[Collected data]
=== Begin Enclosure ===

PR #4934, opened 2026-03-24
fix: html_render supports chatUserProfile function

shaohuzhang1:
fix: html_render supports chatUserProfile function

### DIFF
--- a/ui/src/components/ai-chat/index.vue
+++ b/ui/src/components/ai-chat/index.vue
@@ -208,6 +208,14 @@ provide('getSelectModelList', (params: any) => {
     return loadSharedApi({ type: 'model', systemType: 'workspace' }).getSelectModelList(params)
   }
 })
+provide('chatUserProfile', () => {
+  if (props.type === 'ai-chat') {
+    if (chatUser.chat_profile?.authentication_type === 'login') {
+      return chatUser.getChatUserProfile()
+    }
+  }
+  return Promise.resolve(null)
+})
 
 const transcribing = ref<boolean>(false)
 defineOptions({ name: 'AiChat' })
@@ -798,16 +806,6 @@ const handleScroll = () => {
     }
   }
 }
-onBeforeMount(() => {
-  window.chatUserProfile = () => {
-    if (props.type === 'ai-chat') {
-      if (chatUser.chat_profile?.authentication_type === 'login') {
-        return chatUser.getChatUserProfile()
-      }
-    }
-    return Promise.resolve(null)
-  }
-})
 
 function parseTransform(transformStr: string) {
   const result = { scale: 1, translateX: 0, translateY: 0, translateZ: 0 }
--- a/ui/src/components/markdown/HtmlRander.vue
+++ b/ui/src/components/markdown/HtmlRander.vue
@@ -9,8 +9,8 @@
 </template>
 
 <script setup lang="ts">
-import { computed, ref, onMounted, onBeforeUnmount } from 'vue'
-
+import { computed, ref, onMounted, onBeforeUnmount, inject } from 'vue'
+const chatUserProfile = inject('chatUserProfile') as any
 const htmlRef = ref<HTMLIFrameElement>()
 const props = withDefaults(
   defineProps<{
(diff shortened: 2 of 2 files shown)


ui/src/components/markdown/HtmlRander.vue
```diff
@@ -88,6 +121,20 @@ function onMessage(e: MessageEvent) {
...
+          requestId: e.data.requestId,
+          data: ok,
+        },
+        '*',
+      )
+    })
+  }
 }
 
 onMounted(() => {
```
shaohuzhang1, line 140: There is an issue with the use of `inject('chatUserProfile')`. The provided code does not handle cases where there might not be a valid value injected for this key. It should include checks to ensure that `chatUserProfile` exists before making further calls. Also, the `<script>` block at the very beginning seems out of place and should be moved after closing the `<style>` tags or inside the template section.

Additionally, the `_INSTANCE_ID` variable is defined but used without prefixing it with `$`, which suggests it's likely meant to be part of another object. If this is intentional, make sure to include a proper JavaScript module export for such values.

Here are some corrections:

1. Check if `chatUserProfile` is available before calling its methods.
2. Move non-template script blocks closer to their respective elements or wrap them properly.
3. Ensure `_INSTANCE_ID` is correctly referenced within any JavaScript variables.

These changes will help improve robustness and maintainability of the Vue component.

ui/src/components/ai-chat/index.vue
```diff
@@ -798,16 +806,6 @@ const handleScroll = () => {
...
-      if (chatUser.chat_profile?.authentication_type === 'login') {
-        return chatUser.getChatUserProfile()
-      }
-    }
-    return Promise.resolve(null)
-  }
-})
 
 function parseTransform(transformStr: string) {
   const result = { scale: 1, translateX: 0, translateY: 0, translateZ: 0 }
```
shaohuzhang1, line 811: The provided code has several improvements and optimizations that can be applied:

1. **Remove Redundant Declarations**: Remove commented-out lines like `window.chatUserProfile`.

2. **Use `provide` with Proper Function Reference for Reusability**: The `provide` usage is correct, but ensure it provides a function reference rather than its evaluation.

3. **Simplify Conditional Logic**: Inline some conditional logic where possible to reduce nesting and make the code more readable.

4. **Optimize Data Types and Variable Assignments**: Ensure that variable assignments are clear and minimize reassignment without necessary changes.

5. **Consistent Naming Conventions**: Use consistent naming conventions across similar variables or functions.

```typescript
import { ref } from 'vue'
import { onBeforeUnmount } from 'vue'

export default {
  setup(props) {
    const chatUser = props.currentUser || {} // Assuming currentUser exists

    provide('getSelectModelList', (params: any) => {
      return loadSharedApi<{ type: 'model'; systemType: 'workspace' }>({ type: 'model', systemType: 'workspace' }).getSelectModelList(params)
    })

    provide('chatUserProfile', () => {
      if (props.type !== 'ai-chat') return null

      if (
        chatUser.chat_profile &&
        chatUser.chat_profile.authentication_type === 'login'
      ) {
        return chatUser.getChatUserProfile()
      }

      return Promise.resolve(null)
    })

    const transcribing = ref(false)

    defineOptions({ name: 'AiChat' })

    const handleScroll = (event: WheelEvent) => {
      const container = document.getElementById('textArea')
      if (!container) return

      if (Math.abs(event.deltaY) < 50 && !transcribing.value) {
        event.preventDefault()

        const newCursorPos = Math.min(
          container.scrollLeft + ((event.deltaY > 0 ? event.deltaY : -event.deltaY) * 5),
          container.scrollWidth - container.clientWidth,
        )

        container.scrollTo({
          left: Math.round(newCursorPos),
        })
      }
    }

    let lastMousePress: number | null = null

    document.addEventListener('mousedown', () => {
      lastMousePress = Date.now()
    })
    document.addEventListener('mouseup', () => {
      lastMousePress = null
    })
    document.addEventListener('mousemove', (e) => {
      if (
        e.target instanceof HTMLTextAreaElement ||
        e.target.closest('.code-editor-textarea-wrapper') !== null
      )
        return

      if (lastMousePress) {
        const container =	document.getElementById('textInputFieldWrapper')

        if (!container) return

        const delta = e.clientX - container.offsetLeft - container.clientWidth / 2
        const scrollRange = container.offsetWidth - container.clientWidth
        const newPos = Math.max(-scrollRange, Math.min(scrollRange, deltaX))
        
        container.style.scrollLeft += newPos
      }
    }, true)

    onBeforeUnmount(() => {
      document.removeEventListener('wheel', handleScroll)
      document.removeEventListener('mousedown', () => {})
      document.removeEventListener('mouseup', () => {})
      document.removeEventListener('mousemove', (e) => {})
    })

    function parseTransform(transformStr: string) {
      const result = transformStr.match(/^([-+]?\d+(\.\d+)?)([pxcm])?$/i)?.map(Number);
      
      if (result) return {
        scale: result[2] ? parseFloat(result[1]) : 1,
        translateX: result[1],
        translateY: result[1],
        translateZ: result[1],
      };

      return result;
    }

    return {
      transcribing,
      handleScroll,
    };
  },
}
```

### Key Changes:
- Removed redundant assignment to `window.chatUserProfile`.
- Simplified and clarified conditional logic in `chatUserProfile`.
- Improved readability and maintainability throughout the component.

=== End Enclosure ===

(PROBLEM) State the number of lines in the records that contain the string "newCursorPos", and nothing more.

(EXERCISE SOLUTION) 2